The developers implemented it as a GPT partition name with a pre-defined value that would instruct our code to ignore the partitions found prior to the "special" partition and allow the user to carry on as usual, pretending that the first fraction of the disk simply didn't exist (used by netboot + the management component).
This solved the immediate problem for the user who wanted this ability, but created thousands of problems for QA: what happens if there's a RAID that uses the "hidden" partitions? What happens if the user accidentally creates second /boot partition? What happens if the user wants whole-disk encryption? And so on. It would've been so much better if these questions didn't exist in the first place, than to try to answer them, given the "simple" solution the developers came up with.
If you programmed for just a year, I'm sure you've been in this situation at least a few times already. This is exceedingly common.
* * *
There's an enormous value to being able to restrict the possible ways a program can run. Most GUI projects? -- They don't need infinite loops! It just makes programs unnecessarily hard to verify. But it's "easy" to have a single loop language element that can be made infinite if necessary. Configuration languages exclude whole classes of errors simply by making them impossible to express.
However, I have to agree that, specifically, YAML is a piss-poor configuration language. It has way too many problems that overshadow the benefits it offers. We, collectively, decided to use it because everyone else decided to use it, making it popular... and languages are "natural monopolies". So, one could certainly do better ditching YAML, if they can afford to go unpopular. But ditching the idea of a configuration language is throwing the baby out with the bathwater.

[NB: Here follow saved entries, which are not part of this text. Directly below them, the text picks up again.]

PR #1554, opened 2022-09-22
Fix invalid CSS; add assertions that CSS is valid

ob6160:

In some cases, Emotion CSS syntax has started to slip into `source-foundations`.

This means that the latest version of foundations is breaking the build in projects like dotcom rendering [(AMP specifically)](https://github.com/guardian/dotcom-rendering/blob/main/dotcom-rendering/src/amp/server/document.tsx#L98) when upgrading the version where the CSS blocks that we export are being rendered directly to the page.

This change fixes some invalid CSS comments that use `//` vs `/* .. */` in our reset which could affect the cascade and adds unit tests which make an assertion using the [`lightningcss`](https://github.com/parcel-bundler/lightningcss/) parser so we have confidence that we are shipping valid CSS.

We also clarify the use of the parent selector in `resets.input` and in the Typography module — by making two exports for each font type. The difference is explained below:

- `headline.medium()` — This will now return a `SerializedStyles` object, because it returns a parent selector. It is a breaking change to the API because this used to return an invalid CSS string.
- `headlineString.medium()` — This will return a CSS string as before, but without including the parent selector.

These assertions are implemented as a custom Jest matcher called `toBeValidCSS`, which accepts an option for when the CSS to check is a fragment and not surrounded by a selector.

I was wary of adding a new dependency here, but decided to include this in the pull request proposal because it seems very easy to let invalid CSS syntax slip into what is (I think at least?) a package that should be framework agnostic.

Thanks @SiAdcock & @joecowton1  for a great discussion around this!


packages/@guardian/source-foundations/src/utils/resets.test.ts
```diff
@@ -0,0 +1,56 @@
...
+					${resets.fieldset}
+				}`,
+				'utf8',
+			),
+			filename: '',
+		}),
+	).not.toThrowError();
+});
+
+it('should provide SCSS for resets.input', () => {
```
ob6160, line 24: we expect this to error, because for this case we export SCSS — but fixing this will be more involved and arguably beyond the scope of this work

ob6160:
[Fix invalid CSS syntax exported from source-foundations](https://trello.com/c/Zrkv4oox/1091-fix-invalid-css-syntax-exported-from-source-foundations)

packages/@guardian/source-foundations/src/utils/resets.test.ts
ob6160: I added a comment above that css block where it’s defined to make this intention clear

packages/@guardian/source-foundations/src/accessibility/accessibility.test.ts
```diff
@@ -0,0 +1,45 @@
...
+		transform({
+			code: Buffer.from(
+				`* {
+					${focusHalo}
+				}`,
+				'utf8',
+			),
+			filename: '',
+		}),
+	).not.toThrowError();
```
mxdvl, line 16: I would much rather this read like: `expect(isValidCSS(focusHalo)).toBe(true)`.

If you want to be really fancy, you could write [a custom matcher](https://jestjs.io/docs/expect#custom-matchers-api) and have `expect(focusHalo).toBeValidCSS()`.

packages/@guardian/source-foundations/src/utils/resets.ts
```diff
@@ -17,6 +17,7 @@ const fieldset = `
 `;
 
 // remove styling of invalid input elements that gets applied in Firefox
+// this uses the SCSS parent selector and in the future we should look to make this just CSS
```
mxdvl, line 20: If you move to JSDoc here, this will make it clearer to consumers that this is Sass and not CSS!

mxdvl (approved):
This is a great catch. I have an issue with the fact that this relies on a specific library’s behaviour when parsing CSS.

We want to avoid early abstraction, but as we are already using the `transform` four times already, I would strongly suggest creating a helper method like `isValidCSS` that is tested with valid and invalid inputs. While I am quite familiar with `lightningcss` having used if very recently, I think that the indirection of creating a buffer, specifying a filename and expecting errors to be thrown makes this code harder to maintain.

packages/@guardian/source-foundations/src/accessibility/accessibility.test.ts
ob6160: completely agree — a lot clearer and concise

.vscode/extensions.json
```diff
@@ -5,6 +5,7 @@
 		"styled-components.vscode-styled-components",
 		"stylelint.vscode-stylelint",
 		"stkb.rewrap",
-		"naumovs.color-highlight"
+		"naumovs.color-highlight",
+		"tobermory.es6-string-html"
```
sndrs, line 9: why is this added?

packages/@guardian/source-foundations/src/accessibility/accessibility.test.ts
```diff
@@ -0,0 +1,45 @@
+import { transform } from 'lightningcss';
+import { focusHalo, focusHaloSpaced } from './focus-halo';
+import { visuallyHidden } from './visually-hidden';
+
+it('should provide valid CSS for focusHalo', () => {
```
sndrs, line 5: a bit nit picky, but how do you feel about something like this? (it took me a sec to understand the intention of the test)
```suggestion
test('focusHalo is valid CSS', () => {
```

packages/@guardian/source-foundations/src/utils/resets.ts
sndrs: if input is not valid CSS, we should probably rename it to make that clear.

given we export `resets.resetCSS`, maybe something like `resets.inputSCSS`? i don't think it would be clear (or expected) that we'd export scss from this package (it's news to me!)

packages/@guardian/source-foundations/src/utils/resets.test.ts
sndrs: is there a similar package we can use to verify that it's valid scss?

sndrs: given that scss is a superset of css, being invalid css is not proof that we have valid scss :) it could be invalid css _and_ scss

.vscode/extensions.json
ob6160: this (and the associated `/* css */` comments add syntax highlighting to our css template strings — I need to update the PR description as I just added this after a conversation with @mxdvl

packages/@guardian/source-foundations/src/utils/resets.ts
ob6160: agreed 👍

packages/@guardian/source-foundations/src/accessibility/accessibility.test.ts
ob6160: agreed 👍

.vscode/extensions.json
mxdvl: Yes, I think this should live in a separate PR!

packages/@guardian/source-foundations/src/accessibility/focus-halo.ts
```diff
@@ -5,14 +5,14 @@ import { palette } from '../colour/palette';
  *
  * CSS rules that provide a clear visual focus state to support keyboard navigation.
  */
-export const focusHalo = `
+export const focusHalo = /* css */ `
```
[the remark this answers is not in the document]
ob6160: see: https://github.com/guardian/source/pull/1554#discussion_r977813699

packages/@guardian/source-foundations/src/utils/resets.ts
```diff
@@ -28,16 +29,16 @@ const input = `
...
 	*, *:before, *:after {
         box-sizing: border-box;
     }
     html {
         -moz-osx-font-smoothing: grayscale;
         -webkit-font-smoothing: antialiased;
-        // always show the vertical scroll bar to stop the page
-        // jumping about when navigating between pages where 
-        // one has content shorter than the viewport
+        /* always show the vertical scroll bar to stop the page
```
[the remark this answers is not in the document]
ob6160: it's such a sneaky one that slipped through the net!

there's another one in typography.ts which is coming as a followup :)

packages/@guardian/source-foundations/src/utils/resets.test.ts
ob6160: hahaha, yes good point. 
Although useful for cases like this.. My immediate thought is that by adding `xyzSCSS` are we implicitly saying that SCSS is okay to go ahead and use in `source-foundations`?
If this is something we don't want, we might want to signal that quite strongly

packages/@guardian/source-foundations/src/utils/resets.ts
mxdvl: Could we make this valid CSS by simply doing:

```css
input:invalid {
  box-shadow: none;
}
```

.vscode/extensions.json
ob6160: 👍  will add as a followup

ob6160: have now removed this from the PR

packages/@guardian/source-foundations/src/utils/jest-matchers/toBeValidCSS.ts
```diff
@@ -0,0 +1,53 @@
...
+			return {
+				pass: true,
+				message: () => '',
+			};
+		} catch (e) {
+			return {
+				pass: false,
+				message: () => (e as Warning).message,
+			};
+		}
```
mxdvl, line 51: You can probably check that `e instanceof Warning` and otherwise throw that again.

```ts
		catch (e: unknown) {
			if(!(e instanceof Warning) throw e;
			return {
				pass: false,
				message: () => (e as Warning).message,
			};
		}
```

packages/@guardian/source-foundations/src/accessibility/focus-halo.ts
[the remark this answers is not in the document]
ob6160: removed from PR to be proposed in a followup

packages/@guardian/source-foundations/src/utils/resets.ts
ob6160: Screenshot 2022-09-22 at 17 04 20

it's individually applied to the `TextArea` (and `TextInput`) in Source.. not sure about if it's used by any of our consumers..

I suppose that would be fine to move into our main reset as long as we're sure we'd like this behaviour everywhere?

mxdvl: If it is only used twice… is is useful to have this as an abstraction? Should we simply inline it in both of these styles?

packages/@guardian/source-foundations/jest.config.js
```diff
@@ -2,4 +2,5 @@
 module.exports = {
 	preset: 'ts-jest',
 	testEnvironment: 'node',
+	setupFilesAfterEnv: ['./src/utils/jest-matchers/index.ts'],
```
sndrs, line 5: could we move this to `packages/@guardian/source-foundations/lib`? the other things that live in `utils` are actually code that ships, whereas this is code that analyses that code.

appreciate the naming of these folders is not super clear, but we do have a pattern of using `libs` (e.g. at the root) for this type of thing, so it would be consistent, if not clear 🙃 

we should probably make this stuff a bit clearer subsequently

packages/@guardian/source-foundations/src/utils/resets.test.ts
```diff
@@ -0,0 +1,23 @@
+import { resets } from './resets';
+
+test('resets.defaults should be valid CSS', () => {
+	expect(resets.defaults).toBeValidCSS();
+});
```
sndrs, line 5: these read so clearly!

sndrs: ❤️

packages/@guardian/source-foundations/src/utils/resets.ts
sndrs: @SiAdcock do you know why this is not in the global reset already? is there a good reason for it?

packages/@guardian/source-foundations/src/utils/resets.test.ts
sndrs: i guess the alternative is to mask that something _is_ scss, and therefore may break if you use it as css, which seems like a bad situation to me!

i'm not sure we _should_ be providing scss, but given that currently we _do_, making sure it's only used in the correct places has value.

we could mark it as `@deprecated` if you like, so at least we can convey that the use it not encouraged

packages/@guardian/source-foundations/src/accessibility/accessibility.test.ts
sndrs: llovely thanks

packages/@guardian/source-foundations/src/utils/resets.test.ts
sndrs: we have a pattern for this in `react-components` https://github.com/guardian/source/blob/main/packages/%40guardian/source-react-components/src/deprecated-exports.ts

packages/@guardian/source-foundations/src/utils/jest-matchers/toBeValidCSS.ts
ob6160: couldn't check to see if it was a `Warning` because it's only supplied as an interface which we can't do an `instanceof` check against.

Instead I've put a check in for the `message` property and throw if that is not present

packages/@guardian/source-foundations/src/utils/resets.test.ts
ob6160: I've added a `deprecated` rule above this

packages/@guardian/source-foundations/jest.config.js
ob6160: moved!

.changeset/popular-adults-behave.md
```diff
@@ -0,0 +1,6 @@
+---
+'@guardian/source-foundations': patch
+---
+
+- fix invalid CSS syntax in the exported reset.
```
sndrs, line 5:
```suggestion
- remove invalid syntax from the css reset
```

.changeset/popular-adults-behave.md
```diff
@@ -0,0 +1,6 @@
...
+- add assertions and new unit tests for areas where we export CSS and want to ensure that SCSS does not slip into the code.
```
sndrs, line 6: as this is an internal implementation detail, i'd be inclined to remove this. knowing that tests have been added doesn't affect how i would consume the package, so we maybe don't need to add this to the changelog?

```suggestion
- add assertions and new unit tests for areas where we export CSS and want to ensure that SCSS does not slip into the code.
```

packages/@guardian/source-foundations/src/utils/resets.ts
```diff
@@ -16,6 +16,10 @@ const fieldset = `
 	margin: 0;
 `;
 
+/**
+ * @deprecated this uses the SCSS parent selector. In the future we
+ * should look to make this just CSS or move into into our main reset.
+ */
 // remove styling of invalid input elements that gets applied in Firefox
 const input = `
```
sndrs, line 24: are we deprecating the name, the language or the functionality here? 

i.e. if this become pure css, what is deprecated about this?

i wonder if we should rename this to rename this to `inputSCSS` and re-export it as a deprecated `input` with the deprecation message?

```suggestion
/**
 * @deprecated use `resets.inputSCSS`
 */
 const input = inputSCSS;
 
// remove styling of invalid input elements that gets applied in Firefox
const inputSCSS = `
```

that effectively adds a new export (`resets.inputSCSS`) while flagging up the old, ambiguous name as something we want to remove.

that would then decouple the misleading name issue from any future work we might want to do on making the reset available as pure css.

.changeset/popular-adults-behave.md
ob6160: good point 👍

packages/@guardian/source-foundations/src/utils/resets.ts
ob6160: Agreed, that’s a lot clearer - thanks for the suggestion!

packages/@guardian/source-foundations/src/utils/resets.ts
sndrs: let leave this for now, renaming should clear up confusion and we can work on an improvement as a separate change

packages/@guardian/source-foundations/src/utils/resets.ts
ob6160: As discussed yday - I've changed `input` to just have the type: `SerialisedStyles` which should indicate this properly

packages/@guardian/source-foundations/src/typography/font-styles.ts
```diff
@@ -103,37 +106,54 @@ export const fontStyleFunction =
...
+const fontStyleToCssString = (styles: TypographyStyles) => {
+	const { fontFamily, fontSize, fontStyle, fontWeight, lineHeight } = styles;
+
+	return `
+			font-family: ${fontFamily};
+			font-size: ${typeof fontSize === 'number' ? `${fontSize}px` : fontSize};
+			line-height: ${lineHeight};
+			${fontWeight ? `font-weight: ${fontWeight};` : ''}
+			${fontStyle ? `font-style: ${fontStyle};` : ''}
+		`;
```
mxdvl, line 121: This adds tabs to the string and makes it multi-line. Maybe simply an array that’s joined with return carriages?

```ts
return [
	`font-family: ${fontFamily};`,
	`font-size: ${typeof fontSize === 'number' ? `${fontSize}px` : fontSize};`,
	`line-height: ${lineHeight};`,
	fontWeight && `font-weight: ${fontWeight};`,
	fontStyle && `font-style: ${fontStyle};`,
].filter(Boolean).join("\n");
```

ob6160: If we change this I feel like we'd need to change all examples of CSS defined as template strings, as this is a common pattern throughout this package (see: https://github.com/guardian/source/blob/main/packages/%40guardian/source-foundations/src/utils/resets.ts#L64) — my feeling is that by switching to an array in this one case we might be introducing something that could surprise any future developers working on source-foundations.

There might also be a discussion to be had around readability vs the benefits of shipping the CSS without tabs

ob6160:
Closing to reopen as two distinct changes, one for the CSS validity assertions and another for our Emotion exports

ob6160:
Closing to reopen as two distinct changes, one for the CSS validity assertions and another for our Emotion exports

ob6160:
[Fix invalid CSS syntax exported from source-foundations](https://trello.com/c/Zrkv4oox/1091-fix-invalid-css-syntax-exported-from-source-foundations)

I've used Salt, CFEngine, Chef, Puppet, Make, Bash, and many hand-rolled iterations of this approach. I finally threw in the towel and forced myself to come to terms with Ansible and it's quirks because I needed the wider community support.
Now with AI tooling, I'm not so convinced the community modules moat is an actual moat. I'm going to very seriously consider porting all my Ansible code to this and see how it feels. I anticipate I'll be much happier after the change.
Do you have any plans to integrate with/build on other communities modules? i.e. even if it's not perfect, being able to call Ansible or Salt modules from PyInfra would be one way to fill the gap.
I've been down this path, implemented my own version of PyInfra many times over the years. I've used Ansible and my own implementations in anger. The _if param is far far far from the worst offender and it's a natural addition, especially when you are laying out a bunch of unrelated checks into something that looks more like a table.
Basically a flaw of the entire model where you write code as if executing a single host which is then executed on many in parallel, forcing the two step diff and deploy that causes this.
Funny thing is since v3 this behavior (diff then execute) is even desired with the yes prompt like terraform.
I've used Pyinfra for a few years, great software.
But tbh I didn't see it much on OP's comment.
In the spirit of Saltstack with full python throughout including Mako templating. It has a very simple set of operators mostly around idempotent file management and shell commands to do things like restart services.
This enables very fast deploys - small changes on a small number of machines in < 10 seconds.
For anything dynamic and sufficiently complicated, ansible is horrible. Pyinfra is much better.
When you have 6 stanzas to perform a dynamic if/else branch, the underlying system if flawed.
Models can overcome the complexity of ansible-- I argue that they shouldn't be. Ansible is a flawed framework.